After earning a bachelor's degree from the Milwaukee State Teachers College and a master's degree from the University of Wisconsin-Madison, Berman joined the faculty at the Layton School of Art in 1949, later considered one of the premier art schools in the United States.

==Career==
Berman achieved early success in his career, receiving the Joseph N. Eisendrath prize from the Art Institute of Chicago in 1950 for his encaustic painting titled The Storm. In 1955, after establishing himself as an art instructor and regional talent, Berman attempted to get his work recognized by a larger audience. He was familiar with Katharine Kuh through past exhibition juries and knew she was curating a collection of American artists to showcase at the next Venice Biennale. After writing her a request to show his art, he loaded up his father's car with his paintings and drove to the Art Institute of Chicago. They met at the loading docks of the museum to review his work. According to Berman, Kuh stated, "Double congratulations for being so young and painting so well."

Kuh selected White City #2 from Berman's White City series paintings for the American Pavilion exhibition at the Biennale, titled American Artists Paint the City. It was, as Tom Lidtke (Retired Executive Director of MOWA) wrote, "a luminous and intentionally ambiguous urban scene that was as much atmospheric as it was architectural." At 29, Berman was the youngest artist featured in the exhibition alongside the likes of Mark Rothko, Jackson Pollock and Willem de Kooning.

Berman joined the art department staff at the University of Wisconsin-Milwaukee in 1960. A shift in his art was recognized during this period from gritty and dark urban themes to softer, natural landscapes. Though he continued to paint for the remainder of his life, Berman grew more skilled in other mediums, as well. In 1965, one of his wooden assemblages was displayed at The Box Show at the Byron Gallery in New York. This exhibition was notable for featuring assemblages by Louise Nevelson, Joseph Cornell, and Robert Rauschenberg among others. Berman exchanged lectureships with Hugh Finney at the University of Reading in England during the 1966–67 academic year.

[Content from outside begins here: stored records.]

PR #378, opened 2022-09-27
refactor!: move Principal here and no re-export ic-types

lwshang:
**Overview**
Re-export `ic-types` often caused build issues in downstream projects.
We believe moving `Principal` implementation to `candid` crate makes more sense.

Also include some other minor changes:
* Remove the cdk feature which is not used by `ic-cdk` anymore. `candid_derive` also needs a major release.
* Update dependencies 

**Considerations**
This **IS** a breaking change. `candid::types::ic_types` is removed.

We need to publish:
*`candid` v0.8.0
*`candid_derive` v0.5.0

### DIFF
--- a/rust/candid/Cargo.toml
+++ b/rust/candid/Cargo.toml
@@ -20,7 +20,7 @@ lalrpop = "0.19.0"
 
 [dependencies]
 byteorder = "1.4.3"
-candid_derive = { path = "../candid_derive", version = "0.5" }
+candid_derive = { path = "../candid_derive", version = "=0.5.0" }
 codespan-reporting = "0.11"
 crc32fast = "1.3.0"
 data-encoding = "2.3.2"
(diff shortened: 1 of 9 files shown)


rust/candid/Cargo.toml
```diff
@@ -20,10 +20,11 @@ lalrpop = "0.19.0"
 
 [dependencies]
 byteorder = "1.4.3"
-candid_derive = { path = "../candid_derive", version = "=0.4.5" }
+candid_derive = { path = "../candid_derive", version = "0.5" }
```
chenyan-dfinity, line 23:
```suggestion
candid_derive = { path = "../candid_derive", version = "=0.5.0" }
```
Always need to pin the derive version.

chenyan-dfinity (approved):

Berman's works were exhibited in a number of acclaimed art galleries throughout his lifetime, including the Royal Academy of Arts, Whitney Museum of American Art and the Art Institute of Chicago. He earned the title professor emeritus from the University of Wisconsin-Milwaukee for his decades-long contribution to teaching and taught there until 1993. Among his most notable students, Berman claims Leon Travanti, Richard Cramer, Nancy Greenebaum and Will Bruder. In 2010, he was honored with the Wisconsin Visual Art Lifetime Achievement Award from the Museum of Wisconsin Art.

==Style==
Berman's art shifts between abstract and representational, often merging the two to varying degrees, forming intentionally ambiguous pieces. Dean Sobel, former chief curator at the Milwaukee Art Museum, noted that even
in Berman's most abstract pieces approaching non-objectivity or Abstract Expressionism, he always relies on a subject for inspiration.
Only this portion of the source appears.